--- Given information Enclosed Below ---
PR #1043, opened 2026-08-12
fix(keyboard): deduplicate held keycodes in the keyboard report

jpds:
Whilst testing another change, I rolled the brackets row on my symbol layer (`>]})`) - I discovered the the `}` would disappear with a rapid roll as it has the same HID code as `]`.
--- End of Enclosed Given information ---
Activity: Set down exactly, and only, the lines of the data above from the line containing "fix(keyboard): deduplicate held" through the last one.

Answer to the problem:
fix(keyboard): deduplicate held keycodes in the keyboard report

jpds:
Whilst testing another change, I rolled the brackets row on my symbol layer (`>]})`) - I discovered the the `}` would disappear with a rapid roll as it has the same HID code as `]`.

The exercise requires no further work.